● Your task:
Transcribe the following entries word for word. End with the line where "of operation etc." appears.

Stored items
****************

PR #2172, opened 2017-09-29
WIP: SSH Authentication API

hagau:
## Description
add SSH authentication API and implementation

## Types of changes


dschuermann:
some todos:
* include openssh-lib as folder instead of submodule
* unit tests for operation
* renaming of operation etc.
* inform me if I should publish a version of the API lib on JCenter

OpenKeychain/src/main/java/org/sufficientlysecure/keychain/remote/ui/SelectAuthKeyIdActivity.java
```diff
@@ -0,0 +1,134 @@
...
+
+import org.openintents.openpgp.util.OpenPgpApi;
+import org.openintents.ssh.SSHAgentApiConstants;
+import org.sufficientlysecure.keychain.Constants;
+import org.sufficientlysecure.keychain.R;
+import org.sufficientlysecure.keychain.operations.results.OperationResult;
+import org.sufficientlysecure.keychain.ui.base.BaseActivity;
+import org.sufficientlysecure.keychain.util.Log;
+
+public class SelectAuthKeyIdActivity extends BaseActivity {
```
Valodim: please rewrite this based off RemoteDeduplicateActivity. looks way nicer :)

Valodim:
Also, this branch is rather cluttered at this point. Please rebase it off current master

OpenKeychain/src/main/java/org/sufficientlysecure/keychain/ssh/SSHAuthenticationOperation.java
```diff
@@ -0,0 +1,296 @@
...
+        long opTime = 0;
+        long startTime = System.currentTimeMillis();
+
+        updateProgress(R.string.progress_extracting_signature_key, 0, 100);
+
+        byte[] signature = null;
+
+        byte[] challenge = sshAuthenticationParcel.getChallenge();
+        if (challenge == null) {
+            Log.d(TAG, "No challenge!");
```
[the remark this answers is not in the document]
hagau: AuthenticationParcel.getChallenge is `@Nullable` (since the getters in PgpSignEncryptInputParcel are too and PgpSignEncryptOperation handles these errors; I used those as reference)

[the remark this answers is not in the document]
Valodim: If null is not a useful input value, why is it nullable? :)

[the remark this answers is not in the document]
hagau: Good point, I will move the error handling for the challenge to SSHAgentService

OpenKeychain/src/main/java/org/sufficientlysecure/keychain/remote/ui/SelectAuthKeyIdActivity.java
Valodim: Actually, looking over that activity I noticed it's far easier to do it without the use of fragments. I'll look into that soonish. Put this on hold for now.

hagau: Already done :). I did a simple copy&paste RemoteDeduplicateActivity, but it doesn't overlay properly over the calling app.

Valodim: heh, alright then.

as for the overlay issues: set the of the activity to transparent in the manifest file :)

****************

● Answer box:
PR #2172, opened 2017-09-29
WIP: SSH Authentication API

hagau:
## Description
add SSH authentication API and implementation

## Types of changes


dschuermann:
some todos:
* include openssh-lib as folder instead of submodule
* unit tests for operation
* renaming of operation etc.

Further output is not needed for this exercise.